# Star Wars: The Old Republic - Mächtiges PC-Games-Sonderheft zum Start des WoW-Konkurrenten



## Petra_Froehlich (10. Dezember 2011)

Jetzt ist Deine Meinung zu *Star Wars: The Old Republic - Mächtiges PC-Games-Sonderheft zum Start des WoW-Konkurrenten* gefragt. 


				Bitte beachtet: Der Kommentarbereich wird gemäß der Forenregeln moderiert.





			Dieser Inhalt steht nur eingeloggten Mitgliedern zur Verfügung.
        

 Zum Artikel: Star Wars: The Old Republic - Mächtiges PC-Games-Sonderheft zum Start des WoW-Konkurrenten


----------



## Lordex (10. Dezember 2011)

Sind das nur die 84 Seiten oder mehr?

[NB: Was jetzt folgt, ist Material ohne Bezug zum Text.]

PR #301, opened 2026-07-25
Fix phonon frequencies at incommensurate q on non-diagonal tdep supercells

### LINKED ISSUE #297: Wrong phonon frequencies for non-diagonal (SNF) supercells with an odd/3-fold Smith-normal-form factor
phonopy is correct here but kaldo gives imaginary phonon. 

---

## Summary

When a second-order force-constant set is ingested through kALDo's
`format='tdep'` reader for a **non-diagonal** primitive→supercell transform whose
Smith normal form contains an **odd / 3-fold factor**, `HarmonicWithQ` returns
phonon frequencies that are wrong by up to **~85 cm⁻¹**, with the error
concentrated in the **acoustic branches** and vanishing exactly at Γ. The same
force constants, in the same files, are reproduced to **< 1 cm⁻¹** by phonopy /
phono3py and match the reference frequencies computed by ALAMODE. A *different*
non-diagonal supercell of the same primitive family — an FCC-type det-32 cell —
is reproduced by kALDo **exactly (0.000 cm⁻¹)**, so the failure is specific to the
supercell shape (its SNF), not to non-diagonality per se and not to the input FCs.

## Environment

| package | version |
|---|---|
| kALDo | **2.2.1+15.g3544a5f** (latest git) |
| python | 3.12.13 |
| numpy | 2.4.6 |
| ase | 3.22.1 |
| tensorflow | 2.19.1 |

## Steps to reproduce

```bash
python repro.py        # in the kaldo env above
```

For each material it:

1. loads `data/<mp_id>/infile.{ucposcar,ssposcar,forceconstant}` via
   `ForceConstants.from_folder(..., format='tdep', supercell_matrix=P, only_second=True)`;
2. evaluates `HarmonicWithQ(q_point=q, second=fc.second).frequency` at the
   reference q-points in `data/<mp_id>/expected.json`;
3. prints observed vs expected frequencies (cm⁻¹) and the max deviation;
4. exits **nonzero** if any material deviates by > 1.5 cm⁻¹ away from Γ.

The two bundled cases are:

| mp_id | supercell matrix P (rows, in primitive units) | det | non-diagonal | result |
|---|---|---|---|---|
| mp-1000 | `[[-2,2,2],[2,-2,2],[2,2,-2]]` (FCC) | 32 | yes | **PASS** (0.000 cm⁻¹) |
| mp-7 | `[[1,-1,0],[0,1,-1],[3,3,3]]` | 9 | yes | **FAIL** (85.1 cm⁻¹) |

## Observed vs expected

`repro.py` output (abridged):

```
=== mp-1000: non-diagonal supercell, det=32, n_prim=2, n_sc=64 ===
  ... every q: max|obs-exp| = 0.000 cm^-1
  --> max deviation away from Gamma: 0.000 cm^-1 (PASS)

=== mp-7: non-diagonal supercell, det=9, n_prim=6, n_sc=54 ===
  q=[0. 0. 0.]              max|obs-exp|=  0.036 cm^-1
  q=[0.6667 0.3333 0.1111]  max|obs-exp|= 81.729 cm^-1  <-- MISMATCH
      observed : [-43.1  49.9  70.9 ...]
      expected : [ 38.6  56.3  62.1 ...]
  q=[0.3333 0.6667 0.2222]  max|obs-exp|= 85.107 cm^-1  <-- MISMATCH
      observed : [-43.3  46.9  54.3 ...]
      expected : [ 41.8  53.2  71.8 ...]
  ...
  --> max deviation away from Gamma: 85.107 cm^-1 (FAIL)
```

Key features of the mp-7 error:

- **Exact at Γ** (0.036 cm⁻¹) — the on-site/ASR part is fine.
- **Acoustic branches wrong** (the three lowest modes swing by tens of cm⁻¹ and
  even go *negative/imaginary*, e.g. −43 cm⁻¹ where the reference is +39); the
  optical branches are close (a few cm⁻¹).
- **Discriminating contrast:** the FCC det-32 non-diagonal cell (mp-1000) is
  exact, so the bug is triggered by the supercell's SNF shape (det-9 here has a
  3-fold invariant factor from the `[3,3,3]` row), not by non-diagonality alone.

## What we ruled out (the input force constants are correct)

- **Same FCs → phonopy/phono3py are correct.** The identical fc2 (converted from
  ALAMODE, in eV/Å²) reproduces the ALAMODE `S.evec` reference to **0.79 cm⁻¹**
  for mp-7 and **0.000 cm⁻¹** for mp-1000 through phonopy's dynamical matrix.
  Only kALDo's tdep path is off.
- **kALDo loads the FCs correctly.** kALDo's assembled second-order tensor
  (`fc.second.value`, shape `(1, n_prim, 3, n_rep, n_prim, 3)`) equals an
  independently-built reference tensor (the same fc2 placed into kALDo's own SNF
  replica slots) to **1e-15**. So the array content and the replica assignment
  are right; the discrepancy appears only when `HarmonicWithQ` Fourier-transforms
  it.
- **Not a writer artifact.** Emitting one entry per neighbour with the full value
  vs. splitting a boundary neighbour into its M equidistant smallest-vector
  images (value/M) gives the *same* wrong result (both 85.1 cm⁻¹), so it is
  downstream of the `infile.forceconstant` content.
- **`is_unfolding=True` is worse** (~534 cm⁻¹ at Γ), so the plain path is the
  relevant one.
- **Validation subtlety (why this can hide):** the harmonic check must be done at
  specific q-points against a reference. Sampling a Monkhorst–Pack grid with
  `Phonons(kpts=(n,n,n))` and only checking `min(frequency) > 0` masks the issue
  for some cells and *manufactures* spurious imaginary modes for others (it
  samples q off the reference set), so it is not a reliable detector. `repro.py`
  compares frequencies q-by-q against the ALAMODE reference.

## Suspected locus (hypothesis)

Best guess from reading the source; not verified by a fix.

- `kaldo/observables/harmonic_with_q.py`, **`calculate_dynmat_fourier`**
  (def at line 305; the non-Γ branch at lines ~340–343) builds the dynamical
  matrix as
  `contract('ialjb,l->iajb', dynmat[0], chi(q_point, list_of_replicas, cell_inv))`
  — i.e. it applies **one phase per replica index `l`**,
  `chi = exp(2πi q·R_l)` with `R_l = list_of_replicas[l]`, **uniformly** to all
  atom pairs `(i, j)` stored in that replica. There is no per-atom-pair
  minimum-image / smallest-vector treatment (the multiplicity split that
  phonopy/phono3py apply when building `D(q)`).
- `list_of_replicas` for the non-diagonal path comes from the SNF mapping in
  `kaldo/interfaces/tdep_io.py`, **`build_supercell_replica_mapping`** (def line
  33), which **re-wraps** the replica table to Cartesian-norm-minimal vectors
  (loop starting line 109). The reader `parse_tdep_forceconstant` (line 255)
  assigns each force-constant entry to a single replica via
  `rep_id = int(rep_ids[0])` (line 346).

For a supercell whose SNF is anisotropic / has an odd factor (det-9, 3-fold),
the single canonical `R_l` used for the phase is not the correct per-pair lattice
vector for every atom pair folded into replica `l`, so `exp(2πi q·R_l)` carries
the wrong phase for part of the block — dominating the acoustic (long-wavelength)
response. Isotropic even-factor cells (FCC det-32) happen to have `R_l` coincide
with the correct per-pair vector, so they are exact. A fix would likely require
either the per-atom-pair minimum-image/multiplicity handling in
`calculate_dynmat_fourier`, or a replica-table/phase convention in
`build_supercell_replica_mapping` that stays consistent with the phase used
downstream.

## Attribution

The bundled force constants and reference frequencies (`data/mp-7/`,
`data/mp-1000/`) are derived from https://phonix-db.org,
Materials-Project entries **mp-7** and **mp-1000**. 
The `infile.forceconstant` files are unit-converted (Ry/Bohr² →
eV/Å²) from the shipped ALAMODE `FC2.xml`; `expected.json` frequencies are the
shipped ALAMODE `S.evec` eigenvalues converted to cm⁻¹. If this report is filed
or redistributed, retain this attribution.
```
data/
  mp-7/     infile.ucposcar  infile.ssposcar  infile.forceconstant  expected.json
  mp-1000/  infile.ucposcar  infile.ssposcar  infile.forceconstant  expected.json
```

[kaldo-bug-non-diagonal.zip](https://github.com/user-attachments/files/30076000/kaldo-bug-non-diagonal.zip)

gbarbalinardo:
Fixes #297.

The tdep SNF loader collapsed every IFC2 entry of a congruence class onto a single replica vector for the Fourier phases. That is exact at ssposcar-commensurate q, which is why the det-32 FCC case in the issue passes, but it interpolates badly in between: on the det-9 cell the acoustic branches came out wrong by up to 85 cm^-1, some imaginary, while phonopy reproduces the same files to 0.79 cm^-1. TDEP writes a minimum-image lattice vector for every pair, and phonopy/ALAMODE phase each pair with its own vector; we were throwing that information away.

This stores the second order on the unique per-pair vectors read from the file instead, so the plain path computes the per-pair Fourier sum. On the issue's repro bundle mp-7 goes from 85.1 to 0.76 cm^-1 against the ALAMODE reference and mp-1000 stays exact (0.000).

A few things that surfaced along the way: [0, 0, 0] is forced to replica 0, since acoustic_sum_rule targets slot 0 as the home cell and np.unique would put a negative vector there (a misplaced correction cancels at Gamma and is wrong at every other q). is_unfolding now raises on the SNF path instead of returning garbage; it assumes a diagonal tiling, and the per-pair table already is the minimum-image interpolant it would reconstruct. The det(M) class table stays attached as metadata, and third/fourth order are unchanged. NonDiagonalGrid gained an exact-row dict lookup so parsing big IFC2 files stays linear.

New tests: a self-contained det-9 model pinning the plain path against a per-pair reference at incommensurate q, an ASR placement test with a deliberate sum-rule defect (both fail on main), and the unfolding guard. E1/E2 are updated to the new contract. If you have storage='numpy' runs on non-diagonal cells, regenerate them: cached per-q artifacts predate the fix.

## Summary by CodeRabbit

* **New Features**
  * Improved non-diagonal lattice-vector resolution using exact-match-first replica lookups.
  * Added TDEP IFC2 scanning to read, round, deduplicate, and deterministically order per-pair replica lattice vectors.
  * Non-diagonal TDEP workflows now consistently use the selected per-pair replica table for interpolation setup.

* **Bug Fixes**
  * Prevents unsupported unfolding on the SNF/non-diagonal path by raising a clear error.

* **Tests**
  * Updated non-diagonal expectations and added coverage for incommensurate q behavior, unfolding rejection, and acoustic sum-rule targeting (Issue `#297`).

### DIFF
--- a/kaldo/grid.py
+++ b/kaldo/grid.py
@@ -109,22 +109,26 @@ class Grid:
 class NonDiagonalGrid(Grid):
     """Grid for a non-diagonal primitive-to-supercell tiling.
 
-    Stores an explicit ``replica_table`` (n_rep × 3) integer lattice vectors
-    in the primitive basis, already minimum-image-wrapped inside the
-    Wigner-Seitz cell of the supercell. Mimics the :class:`Grid` public
-    interface so downstream code (ForceConstant, HarmonicWithQ) can use it
-    interchangeably.
+    Stores an explicit ``replica_table`` of integer lattice vectors in the
+    primitive basis. The table holds either one norm-minimal representative
+    per Born-von-Karman congruence class (``det(M)`` rows) or, for
+    second-order TDEP loads since issue #297, one row per distinct per-pair
+    lattice vector found in the force-constant file (several rows of the
+    same class). Mimics the :class:`Grid` public interface so downstream
+    code (ForceConstant, HarmonicWithQ) can use it interchangeably.
 
     The ``is_wrapping`` flag on ``grid()`` and ``grid_index_to_id()`` is
     accepted for API compatibility with :class:`Grid` but is **always
-    treated as True**: the replica table is already minimum-image-wrapped
-    by construction.
+    treated as True**: the stored table is returned as-is.
     """
 
     def __init__(self, replica_table, M):
         self._replica_table = np.asarray(replica_table, dtype=int)
         self._M = np.asarray(M, dtype=float)
         self.grid_size = len(self._replica_table)
+        # Exact-row lookup: the dominant path when parsing per-pair IFC
+        # files (issue #297); misses fall back to congruence wrapping.
+        self._row_index = {tuple(int(x) for x in r): i for i, r in enumerate(self._replica_table)}
         # Synthesize a shape for the Grid base-class interface (used only
         # for n_replicas bookkeeping downstream).
         self.grid_shape = (self.grid_size, 1, 1)
@@ -134,7 +138,7 @@ class NonDiagonalGrid(Grid):
         return self._replica_table.copy()
 
     def grid(self, is_wrapping: bool = True):
-        # replica_table is already the minimum-image wrap
+        # the stored table is returned as-is
         return self._replica_table.copy()
 
     def unitary_grid(self, is_wrapping: bool = True):
@@ -143,15 +147,17 @@ class NonDiagonalGrid(Grid):
 
     def grid_index_to_id(self, cell_idx, is_wrapping: bool = True):
         cell_idx = np.asarray(cell_idx).astype(int)
-        if is_wrapping:
-            idx = wrap_lattice_vector_to_replica(
-                cell_idx, self._replica_table, self._M,
-            )
-            if idx < 0:
-                return np.array([], dtype=int)
-            return np.array([idx], dtype=int)
-        mask = (self._replica_table == cell_idx).all(axis=1)
-        return np.argwhere(mask).flatten()
+        hit = self._row_index.get(tuple(int(x) for x in cell_idx))
+        if hit is not None:
+            return np.array([hit], dtype=int)
+        if not is_wrapping:
+            return np.array([], dtype=int)
+        idx = wrap_lattice_vector_to_replica(
+            cell_idx, self._replica_table, self._M,
+        )
+        if idx < 0:
+            return np.array([], dtype=int)
+        return np.array([idx], dtype=int)
 
     def id_to_grid_index(self, id: int):
         return self._replica_table[int(id)].copy()
@@ -176,12 +182,15 @@ class NonDiagonalGrid(Grid):
 def wrap_lattice_vector_to_replica(R_prim_int, replica_table, M, tol=1e-4):
     """Find the replica index of a lattice vector R (integer primitive basis).
 
-    Wraps R through the non-diagonal supercell PBC and looks up the unique
-    replica entry. ``replica_table`` may be in either ``[0, 1)``-fractional
-    form or "Cartesian-norm-minimal" form; we test both candidates via
-    (a) the sc-fractional ``[0, 1)`` wrap and (b) nearby integer shifts of
-    M that could produce a norm-minimal representative. Returns the index
-    into ``replica_table`` or ``-1`` if no match.
+    ``replica_table`` may hold one row per congruence class (in
+    ``[0, 1)``-fractional or Cartesian-norm-minimal form) or several
+    congruent rows (per-pair tables, issue #297). An exact match on ``R``
+    wins over everything else, so per-pair tables resolve each vector to
+    its own row; only then the ``[0, 1)`` wrap and nearby integer shifts
+    of M are tried. For deduplicated class tables the priority is
+    irrelevant (at most one row is congruent to R), so their behavior is
+    unchanged. Returns the index into ``replica_table`` or ``-1`` if no
+    match.
 
     Pure SNF math — no TDEP-format dependencies. Used internally by
     :class:`NonDiagonalGrid` and by the TDEP non-diagonal IFC parsers.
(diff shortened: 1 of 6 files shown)


ejmeitz:
Harmonic thermodynamic properties match for SW silicon at 100K in my check. Re-running entire cumulant workflow as well.

ejmeitz:
This breaks `irred_to_full` for me. I do not have a great understanding of why.

gbarbalinardo:
Closing as included: #283 carried this fix byte-identically (the per-pair Fourier-phase changes to grid.py, tdep_io.py and harmonic_with_q.py forward-ported as ed8c582d, plus Ethan's irred_to_full class-table projection on top) and merged today, so the content is on main. The branch stays for reference.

Wenn nicht mehr ganz schön happig für 6 Euro!


----------



## Feelex (10. Dezember 2011)

Ich schätze mal stark, es sind nur 84 Seiten, wenn es so dasteht... ist halt was für Fans


----------



## ElDefunes (10. Dezember 2011)

Was sollen sie auch in das Heft schreiben?
Das Spiel ist noch nicht draußen, Computec hat das Final Build noch nicht gespielt.
Also alles höchstens nur ein paar Infos aus der Beta und den Rest aus dem Internet rausgelesen.


----------



## manugru (11. Dezember 2011)

Hände weg! Pure Geldverschwendung, das sind mindestens 5 euro zu viel!!


----------



## DrProof (11. Dezember 2011)

alle Infos gibts online umsonst!!! Nicht kaufen!


----------



## Firun (11. Dezember 2011)

Leute Leute Leute wie seid denn ihr drauf ? Oo

Das Heft ist absolut empfehlenswert!  und sicher nicht zu Teuer.


----------



## -DILLIGAD- (11. Dezember 2011)

6€ für 80 Seiten? Mit Infos aus dem Beta-Stadium des Spiels?
3€ wären angebracht.


----------



## MrMan (11. Dezember 2011)

Die Leute, die die Infos zusammengetragen und aufs Papier gebracht haben, arbeiten auch nicht umsonst. 
Nicht jeder hat so viel Zeit sich die Infos, die im Heft zu finden sind, selbst über Stunden aus dem Internet zu suchen. 
Das passt schon so. Wem es zu teuer ist, der kauft's nicht und bei ausbleibendem Erfolg sinkt der Preis oder der Umfang steigt ganz automatisch fürs nächste Heft.


----------



## DanDil (12. Dezember 2011)

Hmmm... nette Idee, so ein Heft. Aber will man sich die ganze Spannung, das ganze Ausprobieren wirklich ersparen? Das macht ein MMO, ein Spiel im Allgemeinen, doch eigentlich aus. Wenn man schon vorher weiß, worauf man achten muss, geht eine Menge vom Entdecker-Trieb flöten...


----------



## hiro-protagonist (12. Dezember 2011)

Frage mich was bei PC Games der Status Verfügbarkeit: Vorbestellbar genau bedeutet? Fände es toll wenn ein voraussichtliches Datum angegeben wird, oder hier zusätzlich nicht absehbar. Wenn ich weiss es kommt innerhalb der nächsten 7 Tage, wäre das okay. Im Februar bringt es einem dann aber wohl nicht mehr sonderlich viel! 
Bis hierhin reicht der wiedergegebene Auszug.